Dataset entries>
PR #1131, opened 2023-12-21
main/libcamera: new package (0.1.0)

subnut:
IPA module signing has been patched out... because I couldn't decide whether keep it or patch it out :sweat_smile: 

Tested on x86_64... seems to be working (i.e. flatpak camera app works)..

### DIFF
--- a/main/libcamera/template.py
+++ b/main/libcamera/template.py
@@ -1,0 +1,55 @@
+pkgname = "libcamera"
+pkgver = "0.1.0"
+pkgrel = 0
+build_style = "meson"
+configure_args = ["-Dtest=true"]
+hostmakedepends = [
+    "meson",
+    "pkgconf",
+    "python-jinja2",
+    "python-ply",
+    "python-pyyaml",
+]
+makedepends = [
+    "gst-plugins-base-devel",
+    "gstreamer-devel",
+    "gtest-devel",
+    "libevent-devel",
+    "libunwind-devel",
+    "libyaml-devel",
+    "openssl-devel",
+    "udev-devel",
+]
+pkgdesc = "Open source camera stack and framework"
+maintainer = "Subhaditya Nath <sn03.general@gmail.com>"
+license = "LGPL-2.1-or-later AND GPL-2.0-or-later"
+url = "https://libcamera.org"
+source = f"https://github.com/libcamera-org/libcamera/archive/refs/tags/v{pkgver}.tar.gz"
+sha256 = "6d9b0f33939de29a2d8950924f82713981b890f9b5dc1d68a65db76a1222b15a"
+nostrip_files = ["usr/lib/libcamera/ipa*.so"]
+
+
+def post_install(self):
+    from cbuild.util import strip
+
+    for f in (self.destdir / "usr/lib/libcamera").glob("ipa*.so"):
+        print(f"   Stripping and signing: {f.name}")
+        strip.strip_attach(self, f)
+        self.do(
+            "src/ipa/ipa-sign.sh",
+            "build/src/ipa-priv-key.pem",
+            self.chroot_destdir / f.relative_to(self.destdir),
+            f"{self.chroot_destdir / f.relative_to(self.destdir)}.sign",
+        )
+
+
+@subpackage("gstreamer-libcamera")
+def _gst(self):
+    self.pkgdesc = f"{pkgdesc} (GStreamer support)"
+    self.install_if = [f"{pkgname}={pkgver}-r{pkgrel}", "gstreamer"]
+    return ["usr/lib/gstreamer-1.0"]
+
+
+@subpackage("libcamera-devel")
+def _devel(self):
+    return self.default_devel()
--- a/main/gstreamer-libcamera
+++ b/main/gstreamer-libcamera
@@ -1,0 +1,1 @@
+libcamera
--- a/main/libcamera-devel
+++ b/main/libcamera-devel
@@ -1,0 +1,1 @@
+libcamera
--- a/main/libcamera/patches/00-meson_build.patch
+++ b/main/libcamera/patches/00-meson_build.patch
@@ -1,0 +1,11 @@
+--- a/meson.build
++++ b/meson.build
+@@ -248,7 +248,7 @@
+ # Create a symlink from the build root to the source root. This is used when
+ # running libcamera from the build directory to locate resources in the source
+ # directory (such as IPA configuration files).
+-run_command('ln', '-fsT', meson.project_source_root(), meson.project_build_root() / 'source',
++run_command('ln', '-fsF', meson.project_source_root(), meson.project_build_root() / 'source',
+             check : true)
+ 
+ configure_file(output : 'config.h', configuration : config_h)
--- a/main/libcamera/patches/01-ipu3_basename.patch
+++ b/main/libcamera/patches/01-ipu3_basename.patch
@@ -1,0 +1,22 @@
+Musl doesn't define basename in string.h, even if _GNU_SOURCE is defined
+
+--- a/utils/ipu3/ipu3-pack.c
++++ b/utils/ipu3/ipu3-pack.c
+@@ -8,6 +8,7 @@
+ 
+ #include <errno.h>
+ #include <fcntl.h>
++#include <libgen.h>
+ #include <stdint.h>
+ #include <stdio.h>
+ #include <string.h>
+--- a/utils/ipu3/ipu3-unpack.c
++++ b/utils/ipu3/ipu3-unpack.c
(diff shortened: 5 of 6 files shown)


main/libcamera/template.py
```diff
@@ -0,0 +1,47 @@
...
+hostmakedepends = [
+    "meson",
+    "ninja",
+    "pkgconf",
+    "python-pyyaml",
+    "python-ply",
+    "python-jinja2",
+]
+makedepends = [
+    # See: https://libcamera.org/getting-started.html#dependencies
```
nekopsykose, line 15: don't need this

main/libcamera/template.py
```diff
@@ -0,0 +1,47 @@
...
+    "libyaml-devel",
+    "libunwind-devel",
+    "udev-devel",
+    "gstreamer-devel",
+    "gst-plugins-base-devel",
+    "libevent-devel",
+    "gtest-devel",
```
nekopsykose, line 22: sort the list

main/libcamera/template.py
```diff
@@ -0,0 +1,47 @@
...
+
+@subpackage("libcamera-devel")
+def _devel(self):
+    return self.default_devel()
+
+
+@subpackage("libcamera-tools")
+def _tools(self):
+    self.pkgdesc = f"{pkgdesc} (tools)"
+    return ["usr/bin"]
```
nekopsykose, line 40: name this -progs and return default_progs unless it really has to be named tools for some reason

main/libcamera/template.py
```diff
@@ -0,0 +1,47 @@
+pkgname = "libcamera"
+pkgver = "0.1.0"
+pkgrel = 0
+build_style = "meson"
+configure_args = ["-Dtest=true"]
+hostmakedepends = [
+    "meson",
+    "ninja",
```
nekopsykose, line 8:
```suggestion
```

meson already pulls this

also sort the list

q66:
module signing should be handled

main/libcamera/patches/02-disable-ipa-signing.patch
```diff
@@ -0,0 +1,11 @@
+--- a/src/meson.build
```
nekopsykose, line 1: you shouldn't disable the signing

i'm not sure how to make it run post-debugsplit though (stripping the binary after signing breaks the signature etc)

q66: we could expose stripping as a utility module and then it could be done in post_install

subnut: or we could include affected files under `nostrip_files`, ig..

main/libcamera/template.py
```diff
@@ -0,0 +1,45 @@
...
+    "libyaml-devel",
+    "udev-devel",
+]
+pkgdesc = "Open source camera stack and framework"
+maintainer = "Subhaditya Nath <sn03.general@gmail.com>"
+license = "LGPL-2.1-or-later AND GPL-2.0-or-later"
+url = "https://libcamera.org"
+source = f"https://github.com/libcamera-org/libcamera/archive/refs/tags/v{pkgver}.tar.gz"
+sha256 = "6d9b0f33939de29a2d8950924f82713981b890f9b5dc1d68a65db76a1222b15a"
+nostrip_files = ["usr/lib/libcamera/*.so"]
```
nekopsykose, line 28: `usr/lib/libcamera/ipa*.so` are the signed files

main/libcamera/patches/02-disable-ipa-signing.patch
q66: no, i don't want that

main/libcamera/template.py
q66: so the approach should be as follows:

1) put the `ipa*.so` in `nostrip_files` to inhibit automatic stripping
2) create a post_install that does something like the following:

```
def post_install(self):
    from cbuild.util import strip
    for f in (self.destdir / "usr/lib/libcamera").glob("ipa*.so"):
        strip.strip_attach(self, f)
        self.do(resign_this_module)
```

main/libcamera/template.py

What the task asks> When a line contains the string "sort", copy it from the records.

Reply to the exercise>
nekopsykose, line 22: sort the list
also sort the list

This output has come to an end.